### [What you will do]
From the first line to the last, give the data again exactly.

Stored items
----------

Issue #1064, opened 2022-07-19
Fix：fix verification bug for recovery function


hycdong:
When zk is not useful, pegasus provides the function to recovery data from replica server to zk, meta server will collect app information from replica servers and verify their consistence. However, in release 2.1.1, 2.2.x, 2.3.x, the `duplicating` filed of `app_info` are different between primary and secondaries, which will lead to verification failed.

PR #1065, opened 2022-07-19
fix: fix recovery verification bug

hycdong:
As https://github.com/apache/incubator-pegasus/issues/1064 shows, this pr:
- fix recorery verification bug
- refactor meta recovery code by using rpc_holder structure
- update recovery function test to avoid unnecessary failure

### DIFF
--- a/src/rdsn/src/meta/server_state.h
+++ b/src/rdsn/src/meta/server_state.h
@@ -353,6 +353,41 @@ private:
                                                   const std::vector<std::string> &keys,
                                                   const std::vector<std::string> &values);
 
+    bool app_info_compatible_equal(const app_info &l, const app_info &r) const
+    {
+        if (l.status != r.status) {
+            return false;
+        }
+        if (l.app_type != r.app_type) {
+            return false;
+        }
+        if (l.app_name != r.app_name) {
+            return false;
+        }
+        if (l.app_id != r.app_id) {
+            return false;
+        }
+        if (l.partition_count != r.partition_count) {
+            return false;
+        }
+        if (l.is_stateful != r.is_stateful) {
+            return false;
+        }
+        if (l.max_replica_count != r.max_replica_count) {
+            return false;
+        }
+        if (l.expire_second != r.expire_second) {
+            return false;
+        }
+        if (l.create_second != r.create_second) {
+            return false;
+        }
+        if (l.drop_second != r.drop_second) {
+            return false;
+        }
+        return true;
+    }
+
 private:
     friend class bulk_load_service;
     friend class bulk_load_service_test;
--- a/src/rdsn/src/meta/server_state.h
+++ b/src/rdsn/src/meta/server_state.h
@@ -355,34 +355,11 @@ private:
 
     bool app_info_compatible_equal(const app_info &l, const app_info &r) const
     {
-        if (l.status != r.status) {
-            return false;
-        }
-        if (l.app_type != r.app_type) {
-            return false;
-        }
-        if (l.app_name != r.app_name) {
-            return false;
-        }
-        if (l.app_id != r.app_id) {
-            return false;
-        }
-        if (l.partition_count != r.partition_count) {
-            return false;
-        }
-        if (l.is_stateful != r.is_stateful) {
-            return false;
-        }
-        if (l.max_replica_count != r.max_replica_count) {
-            return false;
-        }
-        if (l.expire_second != r.expire_second) {
-            return false;
-        }
-        if (l.create_second != r.create_second) {
-            return false;
-        }
-        if (l.drop_second != r.drop_second) {
+        if (l.status != r.status || l.app_type != r.app_type || l.app_name != r.app_name ||
+            l.app_id != r.app_id || l.partition_count != r.partition_count ||
+            l.is_stateful != r.is_stateful || l.max_replica_count != r.max_replica_count ||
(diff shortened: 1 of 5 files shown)


src/rdsn/src/meta/server_state.h
```diff
@@ -353,6 +353,41 @@ class server_state
...
+        }
+        if (l.expire_second != r.expire_second) {
+            return false;
+        }
+        if (l.create_second != r.create_second) {
+            return false;
+        }
+        if (l.drop_second != r.drop_second) {
+            return false;
+        }
```
foreverneverer, line 387:
```suggestion
        if (l.status != r.status || l.app_type != r.app_type || ... || ... ...) {
            return false;
        }
```

src/rdsn/src/meta/server_state.h
```diff
@@ -353,6 +353,18 @@ class server_state
                                                   const std::vector<std::string> &keys,
                                                   const std::vector<std::string> &values);
 
+    bool app_info_compatible_equal(const app_info &l, const app_info &r) const
+    {
+        if (l.status != r.status || l.app_type != r.app_type || l.app_name != r.app_name ||
```
acelyc111, line 358: Better to add some comments to explain why do this partial fields check.

acelyc111:
I found before `duplicating` field is, before:
```
12:optional bool duplicating;
```

after:
```
12:optional bool duplicating = false;
```

Because it's `optional`, the `operator ==` of `app_info` will check whether this filed is set or not at first, like:
```
    if (__isset.duplicating != rhs.__isset.duplicating)
      return false;
    else if (__isset.duplicating && !(duplicating == rhs.duplicating))
      return false;
```

That is to say, if `duplicating` is not set, the default value will not take effect, so how this bug happend?

hycdong:
> I found before `duplicating` field is, before:
> 
> ```
> 12:optional bool duplicating;
> ```
> 
> after:
> 
> ```
> 12:optional bool duplicating = false;
> ```
> 
> Because it's `optional`, the `operator ==` of `app_info` will check whether this filed is set or not at first, like:
> 
> ```
>     if (__isset.duplicating != rhs.__isset.duplicating)
>       return false;
>     else if (__isset.duplicating && !(duplicating == rhs.duplicating))
>       return false;
> ```
> 
> That is to say, if `duplicating` is not set, the default value will not take effect, so how does this bug happend?


For Pegasus release 2.1.x, 2.2.x and 2.3.x, the duplicating field of `app_info` is like: 
> 12:optional bool duplicating;

It means that when a table is not executing duplication, `app_info.__isset.duplicating = false`. 
However, in the releases version above, `duplicating` field will be set by function `on_config_proposal`:
https://github.com/apache/incubator-pegasus/blob/42f4eee5b41192145aec1a9b41d9d0f32c7115ce/src/rdsn/src/replica/replica_config.cpp#L95

It will lead to primary and secondaries have inconsistent duplicating value when table is not executing duplication. 
For primary replica -> app_info.__isset.duplicating = false,
For secondary replica -> app_info.__isset.duplicating = true, app_info.duplicating = false.

As result, tables created in 2.1.x, 2.2.x, 2.3.x and not duplicating, they will have inconsistent `duplicating` field between replicas, which will lead to the bug.

src/rdsn/src/meta/server_state.h
hycdong: > // compatible for app.duplicating different between primary and secondaries in 2.1.x, 2.2.x and 2.3.x release

The comment is added for its caller, it will only be used for this special compatible case.

acelyc111:
> > I found before `duplicating` field is, before:
> > ```
> > 12:optional bool duplicating;
> > ```
> > 
> > 
> >     
> >       
> >     
> > 
> >       
> >     
> > 
> >     
> >   
> > after:
> > ```
> > 12:optional bool duplicating = false;
> > ```
> > 
> > 
> >     
> >       
> >     
> > 
> >       
> >     
> > 
> >     
> >   
> > Because it's `optional`, the `operator ==` of `app_info` will check whether this filed is set or not at first, like:
> > ```
> >     if (__isset.duplicating != rhs.__isset.duplicating)
> >       return false;
> >     else if (__isset.duplicating && !(duplicating == rhs.duplicating))
> >       return false;
> > ```
> > 
> > 
> >     
> >       
> >     
> > 
> >       
> >     
> > 
> >     
> >   
> > That is to say, if `duplicating` is not set, the default value will not take effect, so how does this bug happend?
> 
> For Pegasus release 2.1.x, 2.2.x and 2.3.x, the duplicating field of `app_info` is like:
> 
> > 12:optional bool duplicating;
> 
> It means that when a table is not executing duplication, `app_info.__isset.duplicating = false`. However, in the releases version above, `duplicating` field will be set by function `on_config_proposal`:
> 
> https://github.com/apache/incubator-pegasus/blob/42f4eee5b41192145aec1a9b41d9d0f32c7115ce/src/rdsn/src/replica/replica_config.cpp#L95
> 
> It will lead to primary and secondaries have inconsistent duplicating value when table is not executing duplication. For primary replica -> app_info.__isset.duplicating = false, For secondary replica -> app_info.__isset.duplicating = true, app_info.duplicating = false.
> 
> As result, tables created in 2.1.x, 2.2.x, 2.3.x and not duplicating, they will have inconsistent `duplicating` field between replicas, which will lead to the bug.

I see, thanks for your clarify.

acelyc111 (approved):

----------

### [Response area]
Issue #1064, opened 2022-07-19
Fix：fix verification bug for recovery function


hycdong:
When zk is not useful, pegasus provides the function to recovery data from replica server to zk, meta server will collect app information from replica servers and verify their consistence. However, in release 2.1.1, 2.2.x, 2.3.x, the `duplicating` filed of `app_info` are different between primary and secondaries, which will lead to verification failed.

PR #1065, opened 2022-07-19
fix: fix recovery verification bug

hycdong:
As https://github.com/apache/incubator-pegasus/issues/1064 shows, this pr:
- fix recorery verification bug
- refactor meta recovery code by using rpc_holder structure
- update recovery function test to avoid unnecessary failure

### DIFF
--- a/src/rdsn/src/meta/server_state.h
+++ b/src/rdsn/src/meta/server_state.h
@@ -353,6 +353,41 @@ private:
                                                   const std::vector<std::string> &keys,
                                                   const std::vector<std::string> &values);
 
+    bool app_info_compatible_equal(const app_info &l, const app_info &r) const
+    {
+        if (l.status != r.status) {
+            return false;
+        }
+        if (l.app_type != r.app_type) {
+            return false;
+        }
+        if (l.app_name != r.app_name) {
+            return false;
+        }
+        if (l.app_id != r.app_id) {
+            return false;
+        }
+        if (l.partition_count != r.partition_count) {
+            return false;
+        }
+        if (l.is_stateful != r.is_stateful) {
+            return false;
+        }
+        if (l.max_replica_count != r.max_replica_count) {
+            return false;
+        }
+        if (l.expire_second != r.expire_second) {
+            return false;
+        }
+        if (l.create_second != r.create_second) {
+            return false;
+        }
+        if (l.drop_second != r.drop_second) {
+            return false;
+        }
+        return true;
+    }
+
 private:
     friend class bulk_load_service;
     friend class bulk_load_service_test;
--- a/src/rdsn/src/meta/server_state.h
+++ b/src/rdsn/src/meta/server_state.h
@@ -355,34 +355,11 @@ private:
 
     bool app_info_compatible_equal(const app_info &l, const app_info &r) const
     {
-        if (l.status != r.status) {
-            return false;
-        }
-        if (l.app_type != r.app_type) {
-            return false;
-        }
-        if (l.app_name != r.app_name) {
-            return false;
-        }
-        if (l.app_id != r.app_id) {
-            return false;
-        }
-        if (l.partition_count != r.partition_count) {
-            return false;
-        }
-        if (l.is_stateful != r.is_stateful) {
-            return false;
-        }
-        if (l.max_replica_count != r.max_replica_count) {
-            return false;
-        }
-        if (l.expire_second != r.expire_second) {
-            return false;
-        }
-        if (l.create_second != r.create_second) {
-            return false;
-        }
-        if (l.drop_second != r.drop_second) {
+        if (l.status != r.status || l.app_type != r.app_type || l.app_name != r.app_name ||
+            l.app_id != r.app_id || l.partition_count != r.partition_count ||
+            l.is_stateful != r.is_stateful || l.max_replica_count != r.max_replica_count ||
(diff shortened: 1 of 5 files shown)


src/rdsn/src/meta/server_state.h
```diff
@@ -353,6 +353,41 @@ class server_state
...
+        }
+        if (l.expire_second != r.expire_second) {
+            return false;
+        }
+        if (l.create_second != r.create_second) {
+            return false;
+        }
+        if (l.drop_second != r.drop_second) {
+            return false;
+        }
```
foreverneverer, line 387:
```suggestion
        if (l.status != r.status || l.app_type != r.app_type || ... || ... ...) {
            return false;
        }
```

src/rdsn/src/meta/server_state.h
```diff
@@ -353,6 +353,18 @@ class server_state
                                                   const std::vector<std::string> &keys,
                                                   const std::vector<std::string> &values);
 
+    bool app_info_compatible_equal(const app_info &l, const app_info &r) const
+    {
+        if (l.status != r.status || l.app_type != r.app_type || l.app_name != r.app_name ||
```
acelyc111, line 358: Better to add some comments to explain why do this partial fields check.

acelyc111:
I found before `duplicating` field is, before:
```
12:optional bool duplicating;
```

after:
```
12:optional bool duplicating = false;
```

Because it's `optional`, the `operator ==` of `app_info` will check whether this filed is set or not at first, like:
```
    if (__isset.duplicating != rhs.__isset.duplicating)
      return false;
    else if (__isset.duplicating && !(duplicating == rhs.duplicating))
      return false;
```

That is to say, if `duplicating` is not set, the default value will not take effect, so how this bug happend?

hycdong:
> I found before `duplicating` field is, before:
> 
> ```
> 12:optional bool duplicating;
> ```
> 
> after:
> 
> ```
> 12:optional bool duplicating = false;
> ```
> 
> Because it's `optional`, the `operator ==` of `app_info` will check whether this filed is set or not at first, like:
> 
> ```
>     if (__isset.duplicating != rhs.__isset.duplicating)
>       return false;
>     else if (__isset.duplicating && !(duplicating == rhs.duplicating))
>       return false;
> ```
> 
> That is to say, if `duplicating` is not set, the default value will not take effect, so how does this bug happend?


For Pegasus release 2.1.x, 2.2.x and 2.3.x, the duplicating field of `app_info` is like: 
> 12:optional bool duplicating;

It means that when a table is not executing duplication, `app_info.__isset.duplicating = false`. 
However, in the releases version above, `duplicating` field will be set by function `on_config_proposal`:
https://github.com/apache/incubator-pegasus/blob/42f4eee5b41192145aec1a9b41d9d0f32c7115ce/src/rdsn/src/replica/replica_config.cpp#L95

It will lead to primary and secondaries have inconsistent duplicating value when table is not executing duplication. 
For primary replica -> app_info.__isset.duplicating = false,
For secondary replica -> app_info.__isset.duplicating = true, app_info.duplicating = false.

As result, tables created in 2.1.x, 2.2.x, 2.3.x and not duplicating, they will have inconsistent `duplicating` field between replicas, which will lead to the bug.

src/rdsn/src/meta/server_state.h
hycdong: > // compatible for app.duplicating different between primary and secondaries in 2.1.x, 2.2.x and 2.3.x release

The comment is added for its caller, it will only be used for this special compatible case.

acelyc111:
> > I found before `duplicating` field is, before:
> > ```
> > 12:optional bool duplicating;
> > ```
> > 
> > 
> >     
> >       
> >     
> > 
> >       
> >     
> > 
> >     
> >   
> > after:
> > ```
> > 12:optional bool duplicating = false;
> > ```
> > 
> > 
> >     
> >       
> >     
> > 
> >       
> >     
> > 
> >     
> >   
> > Because it's `optional`, the `operator ==` of `app_info` will check whether this filed is set or not at first, like:
> > ```
> >     if (__isset.duplicating != rhs.__isset.duplicating)
> >       return false;
> >     else if (__isset.duplicating && !(duplicating == rhs.duplicating))
> >       return false;
> > ```
> > 
> > 
> >     
> >       
> >     
> > 
> >       
> >     
> > 
> >     
> >   
> > That is to say, if `duplicating` is not set, the default value will not take effect, so how does this bug happend?
> 
> For Pegasus release 2.1.x, 2.2.x and 2.3.x, the duplicating field of `app_info` is like:
> 
> > 12:optional bool duplicating;
> 
> It means that when a table is not executing duplication, `app_info.__isset.duplicating = false`. However, in the releases version above, `duplicating` field will be set by function `on_config_proposal`:
> 
> https://github.com/apache/incubator-pegasus/blob/42f4eee5b41192145aec1a9b41d9d0f32c7115ce/src/rdsn/src/replica/replica_config.cpp#L95
> 
> It will lead to primary and secondaries have inconsistent duplicating value when table is not executing duplication. For primary replica -> app_info.__isset.duplicating = false, For secondary replica -> app_info.__isset.duplicating = true, app_info.duplicating = false.
> 
> As result, tables created in 2.1.x, 2.2.x, 2.3.x and not duplicating, they will have inconsistent `duplicating` field between replicas, which will lead to the bug.

I see, thanks for your clarify.

acelyc111 (approved):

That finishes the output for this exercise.